059. RESPONSIBILITIES OF BAPTISTS
RESPONSIBILITIES OF BAPTISTS
If we are but faithful! This suggests that there are responsibilities as well as advantages, duties as well as privileges. The question has perhaps occurred to some who have heard me whether I expect that the whole world will ultimately become Baptist. To this I have two replies: first, that Baptist doctrine is probably not the whole of truth, and therefore the final church and creed may be something more than what at present we call Baptist; but secondly, that Baptist doctrine is just as certainly an important part of God’s revealed will, and therefore to be embraced without curtailment or diminution in that final sum of triumphant truth which is to be the heritage and Confession of the church universal. If we do not believe this, then we have no right to be Baptists at all. If our doctrine is merely an indifferent or optional matter, a human opinion but not a divine prescription, then it is schism and a rending of the body of Christ for us to maintain a separate existence. But, being convinced that we have the truth of God, it would be cowardice and blasphemy to doubt that this truth of God will triumph. There are indeed other communions that number more than ours. But in the words of Edward Johnson’s "Wonderworking Providence of Zion’s Savicur," written in the dark year 1634, we can say: "The Lord intends to achieve greater matters by this little handful than the world is aware of." The kingdom of truth is sure to come,— that is our confidence and comfort. But then it is equally sure that the kingdom is near or far, just in proportion to the faith and love and devotion of those to whom this truth is committed to keep and to propagate.

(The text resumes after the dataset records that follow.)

PR #1161, opened 2022-06-22
Bug 2100249: Revert "Bug 2082599: add upper bound to number of failed attempts"

trozet:
Reverts openshift/ovn-kubernetes#1147

This fix introduced an upper limit on the number of retries in ovnk for failed attempts. However, due to some compounding issues it causes pods to never come up. The scenario is like this:

1. a pod is added, fails to come up because the node is not ready
2. pod update happens, fails to come up because node is not ready (failed attempts incremented)
3. nodes 1..n come up, all immediately requesting retry of pods
4. backoff is ignored, cause immediate requests were made, the pod is retried n times, all fail, and failed attempts increment, causing the pod to be dropped

These steps happen over a period of 30 seconds, just before the node is finally ready. We need a few adjustments to the logic in ovnk before we can introduce an upper limit.


ricky-rav:
/lgtm

Surya just explained to me what happened with the pods being retried several times at each pod update event and getting all retried upon node updates at startup. Ugh! Sorry for not catching this!

flavio-fernandes:
Looking the failing job makes mt think we may need an `/override ci/prow/e2e-metal-ipi-ovn-ipv6`:

https://testgrid.k8s.io/redhat-openshift-ocp-release-4.11-blocking#periodic-ci-openshift-release-master-nightly-4.11-e2e-metal-ipi-ovn-ipv6

https://prow.ci.openshift.org/job-history/gs/origin-ci-test/pr-logs/directory/pull-ci-openshift-ovn-kubernetes-master-e2e-metal-ipi-ovn-ipv6

@dcbw could you please help us out with that? This is a blocker for 4.11, so we should not hold this up for a known broken job.

PR #1185, opened 2022-07-11
[release-4.10] Bug 2105653: egressIP: node retrieval failure is not respected, causes panic

tssurya:
Fixes panic seen during checkEgressNodesReachability
E0606 11:57:34.063567       1 egressip.go:2096] Node:
huirwang-0606c-m5w24-worker-2-dkjmc reachability changed, but could not
retrieve node from cache, err: node
"huirwang-0606c-m5w24-worker-2-dkjmc" not found
W0606 11:57:34.063658       1 egressip.go:1657] Unable to remove GARP
configuration on external logical switch port for egress node:
huirwang-0606c-m5w24-worker-2-dkjmc, err: object not found
panic: runtime error: invalid memory address or nil pointer dereference
[signal SIGSEGV: segmentation violation code=0x1 addr=0x20 pc=0x176626d]

goroutine 487 [running]:
github.com/ovn-org/ovn-kubernetes/go-controller/pkg/ovn.(*Controller).checkEgressNodesReachability(0xc000171c00)
	/home/surya/go/src/github.com/openshift/ovn-kubernetes/go-controller/pkg/ovn/egressip.go:2099
+0x3ed
created by
github.com/ovn-org/ovn-kubernetes/go-controller/pkg/ovn.(*Controller).initClusterEgressPolicies
	/home/surya/go/src/github.com/openshift/ovn-kubernetes/go-controller/pkg/ovn/egressip.go:1772
+0xdb

The problem here is that the node retrieval fails since the node has
already been deleted, instead of respecting that failure we just
log the error saying node object not found and actually continue
to use that object further in the code which causes this panic.

(cherry picked from commit 36176e5fcc4fb36ce175a02770f84c4556c6ef76)
(cherry picked from commit f436d25441dfbbf6dbd08c4d9535032426be923f)

Conflicts:
go-controller/pkg/ovn/egressip.go
go-controller/pkg/ovn/obj_retry.go

Since https://github.com/ovn-org/ovn-kubernetes/pull/2965 (EIP retry)
is missing in 4.10 and below

**- How to verify it**

### DIFF
--- a/go-controller/pkg/ovn/egressip.go
+++ b/go-controller/pkg/ovn/egressip.go
@@ -1444,8 +1444,8 @@ func (oc *Controller) setNodeEgressReachable(nodeName string, isReachable bool) 
 	}
 }
 
-func (oc *Controller) addEgressNode(egressNode *kapi.Node) error {
-	klog.V(5).Infof("Egress node: %s about to be initialized", egressNode.Name)
+func (oc *Controller) addEgressNode(nodeName string) error {
+	klog.V(5).Infof("Egress node: %s about to be initialized", nodeName)
 	// This option will program OVN to start sending GARPs for all external IPS
 	// that the logical switch port has been configured to use. This is
 	// necessary for egress IP because if an egress IP is moved between two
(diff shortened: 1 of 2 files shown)


flavio-fernandes (commented):
Looked at this change and what we did in pr https://github.com/ovn-org/ovn-kubernetes/pull/3019 . 
TY @tssurya !
/lgtm

tssurya:
we seem to be hitting https://bugzilla.redhat.com/show_bug.cgi?id=2106163 in the CI

go-controller/pkg/ovn/egressip.go
```diff
@@ -2017,14 +2017,14 @@ func (oc *Controller) checkEgressNodesReachability() {
 				klog.Errorf("Node: %s reachability changed, but could not retrieve node from cache, err: %v", node.Name, err)
```
trozet, line 2017: this will still cause a panic cause err !=nil and accessing nil node object Name field. We can just remove this entire GetNode since it doesnt look like its being used.

trozet (changes requested):

go-controller/pkg/ovn/egressip.go
tssurya: 100% yes
thanks for the catch, I ported the two commits we talked about here.

tssurya: was a bad rebase actually, seems like my original fix removed this completely and I lost it under conflicts...
https://github.com/ovn-org/ovn-kubernetes/pull/3019/files#r891363448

Faithfulness to Christ requires of us three things: Education, Union, and Evangelization. I think of these three respectively as activities of the mind, the affections, and the will; and as tending to bring man’s mind and heart and will into conformity with the truth, the love, and the holiness of God. As God is truth, it is our duty to know the truth, and that implies the obligation to educate ourselves and to care for the education of others. The educational revival that has marked the last quarter of a century is a proof that God is with us,—it is an augury that God is going to give us the kingdom. The single new University of Chicago has a larger property than belonged twenty years ago to all our Baptist colleges and theological seminaries put together. But many millions more will be required to meet the needs of the growing West, and to educate the masses of our colored brethren at the South. In spite of our great growth in the country at large, we are still very weak in some of our great cities, and it should cause us shame and confusion of face that in the metropolis of the State and of the country, with its contiguous populations the second greatest city of the world and numbering three millions, Baptists have up to the present time not the vestige of any institution of learning! If we withhold our hands from giving, our rapid growth may be followed by as rapid a decline. With our provision of education, however, there must go also the spirit of freedom,—liberty to follow truth to the farthest bounds of thought. Soul-liberty, under bonds to none but Christ and his word, has been in the past the secret of Baptist success and progress. If any man assumes to impose his authority upon the free spirit and to dictate what we shall believe, let Baptist blood arise and Baptist courage answer: "Who are you, to interpose between me and Christ? To my Master alone I stand or fall!"